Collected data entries
PR #20965, opened 2025-12-12
Link Share Hunter's Edge effects and add edge-sharing feat description addenda in Hunt Prey action

pedrogrullada:
It gets quite long at high levels, so I've localized shortened, fluff-free versions of the descriptions to make it more bearable. Worth noting that, as of now, these alterations don't show up on self-applied effects. But it should help with getting easier access to these effects normally linked within their own feats.

image


TikaelSol:
Sorry, should have gone on a merging spree before moving all the feats

PR #23252, opened 2026-09-19
Add temp HP roll options

### LINKED ISSUE #19067: Temp HP Roll Options
We have `hp-percent` and `hp-remaining` roll options but no `temp-hp` related roll options.

Implementation of such would allow for effects that last as long as the Temp HP last (`gt > 0` the temp hp)

jfn4th:
- Closes #19067 

Adds `hp-temp:N` alongside `hp-remaining` and `hp-percent`. Also adds `hp-temp:source:<slug>` when the temp HP came from a TempHP rule element and that item is still on the actor, since the effects that care (Avenge in Glory, Hellbreaker's Resolve, Muscle Barrier) all say "these temporary Hit Points". Manually entering a new temp HP value or zeroing it now clears the recorded source, while damage keeps it. Turn-start renewals record the source too. Also found the familiar schema was stripping `tempsource` entirely and existing cleanup wasn't working there.


stwlam:
Since the `tempsource` property was getting stripped, let's get it in normal style as `tempSource`.

PR #23253, opened 2026-09-19
Add area damage to Clockwork Dragon's Spearing Tail

ammalagonc:


simonward:
I think this is an addition to the tail damage instead?

PR #6954, opened 2025-03-24
Teach Positron Assistant to work with R packages

jmcphers:
This is a proof of concept that shows how language packs can provide tools to the model. It adds tools from the R language pack that give the model the ability to:

- Check the version of R packages that are installed
- See which R packages are loaded
- Install new R packages, with user confirmation

Notes:

- Requires https://github.com/posit-dev/ark/pull/752 on the backend
- The package installation flow doesn't feel amazing; I think it needs to work more interactively (i.e. send `install.packages(....)` to the console and read the output). That isn't possible with today's API but I'll work on making it so.


seeM (dismissed):
I tested all of the tools locally and they worked well, this is very cool!

Claude 3.5 Sonnet seems to always mention that it's going to call the function, by name, instead of just calling it which would display in the UI too. We could probably improve that with prompting. I noticed your example on Slack didn't have that issue, so maybe we'll need more model-specific prompt tuning?

Issue #6798, opened 2025-03-14
Server: Layout for "Preparing" state in Console is incorrect


jmcphers:
#### Positron and OS details:

Server Dev version as of 2025-03-14

#### Interpreter details:

Any

## Describe the issue:

When starting a new Positron session in dev server mode, the Preparing state layout is incorrect; for some reason the language runtime name  is floating on top of the logo. 

<img width="625" alt="Image" src="https://github.com/user-attachments/assets/3cc775cf-aa11-4c80-a546-cc407201b9ad" />

## Expected or desired behavior:

The layout in Positron Desktop is correct.

testlabauto:
### Verified Fixed
    Positron Version(s) : 2025.04.0-195
    OS Version          : OSX

### Test scenario(s) 

Layout is correct now.

Link(s) to TestRail test cases run or created:

PR #6957, opened 2025-03-24
use distinct CSS class name for `runtime-startup-progress`

sharon-wang:
## Summary

- addresses https://github.com/posit-dev/positron/issues/6798

### Implementation
- the `runtime-starting` CSS class is used in both https://github.com/posit-dev/positron/blob/main/src/vs/workbench/contrib/positronConsole/browser/components/runtimeStarting.css and https://github.com/posit-dev/positron/blob/main/src/vs/workbench/contrib/positronConsole/browser/components/runtimeStartupProgress.css
- it seemed like the CSS classes were colliding in Web mode, causing the startup progress layout to render in an unexpected way
- renaming the CSS class for the runtime startup progress to a distinct CSS class name resolves the issue

#### New Features

- N/A

#### Bug Fixes

- Fixed runtime startup progress layout in Positron Server Web (#6798)

### QA Notes

The "Preparing" state in Console should now render without overlapping or odd alignment in Positron Server Web. The "Preparing" state in Console should look identical in Web and Desktop now.

### DIFF
--- a/src/vs/workbench/contrib/positronConsole/browser/components/runtimeStartupProgress.css
+++ b/src/vs/workbench/contrib/positronConsole/browser/components/runtimeStartupProgress.css
@@ -3,26 +3,26 @@
  *  Licensed under the Elastic License 2.0. See LICENSE.txt for license information.
  *--------------------------------------------------------------------------------------------*/
 
-.runtime-starting {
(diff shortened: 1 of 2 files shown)


timtmok (approved):
LGTM

Issue #6845, opened 2025-03-18
console: input prompt truncated on startup


isabelizimm:
#### Positron and OS details:

```
Positron Version: 2025.04.0 (Universal) build 109
Code - OSS Version: 1.97.0
Commit: 56a6c89ad24fbdeaa417ec9c03d05dbd9196c953
Date: 2025-03-17T11:31:23.496Z
Electron: 32.2.7
Chromium: 128.0.6613.186
Node.js: 20.18.1
V8: 12.8.374.38-electron.0
OS: Darwin arm64 24.3.0
```

#### Interpreter details:

uv venv 3.13.1

## Describe the issue:

Only like 75% of the first `>` in the `>>>` input prompt of the Python console is visible until you start typing.

https://github.com/user-attachments/assets/fa2f4d6d-6afd-4dc8-a6aa-e9284b4ab1d1

## Steps to reproduce the issue:

1. Open up Positron in a workspace that will auto-start a runtime
2. See behaviour? 

I've only seen this in the release, not dev builds. I'm using the multisession console.

## Expected or desired behavior:

Full `>>>`

## Were there any error messages in the UI, Output panel, or Developer Tools console?

https://github.com/user-attachments/assets/77145e63-e151-476a-a26f-5c933522f331

juliasilge:
Do you see this in other projects as well? I'm trying to reproduce the problem locally in some of my various projects.

What leads you to think it is multisession support? Do you not see the problem if you have the multisession support turned off?

juliasilge:
I did see this after switching the console from its default position to the "side-by-side" layout. If I close and reopen Positron, it fixes itself; I seem to only observe this problem within a session if I move the console within that session.

isabelizimm:
Ah, I must have changed the layout (I use the Stacked Layout) at the same time as changing to multiconsole session. Probably not related to multiconsole then!

jmcphers:
I also see this frequently.

jmcphers:
Recent example from today:

<img width="875" alt="Image" src="https://github.com/user-attachments/assets/bd9125d7-6de2-4dfb-8bb9-3b1da74f5800" />

softwarenerd:
I just started seeing this today myself. One way to reproduce this is to move the Console to another pane, and then restore its location:

https://github.com/user-attachments/assets/06c290cc-b57c-4d01-9152-0fae3c4ddf01

I've assigned myself. I'll track it down in the next day or so.

[...]

PR #6973, opened 2025-03-24
Only render Console instances when the `consolePaneWidth` is greater than 0

softwarenerd:
### Description

This PR addresses #6845 by only rendering `ConsoleInstance` components when the `consolePaneWidth` is greater than 0. (There's no need to render a zero-width component since it will render nothing.) This prevents the `ConsoleInput` component from setting the `CodeEditorWidget` component's width to something that's too small, which causes it to behave badly. (Ultimately, this is a `CodeEditorWidget` bug that does not have an easy or straightforward fix.)

#### New Features

- N/A

#### Bug Fixes

- [#6845] Only render Console instances when the `consolePaneWidth` is greater than 0.

### QA Notes

Tests:
@:console

To test this fix, you must have the **Console: Multiple Console Sessions** setting enabled. Steps to test:

1. Open Positron.

image

2. Drag the console to a new location (the Secondary Sidebar is a good spot):

image

3. Reset the Console location (the right-click context menu is a good way to do this):

image

If the ConsoleInput component appears normally, not like this:

image

The fix has been verified.


juliasilge (approved):
This fixes the problem for me! 🎉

PROBLEM TO SOLVE: A single figure is required: how many lines above contain the word "reproduce".

WRITTEN SOLUTION: 3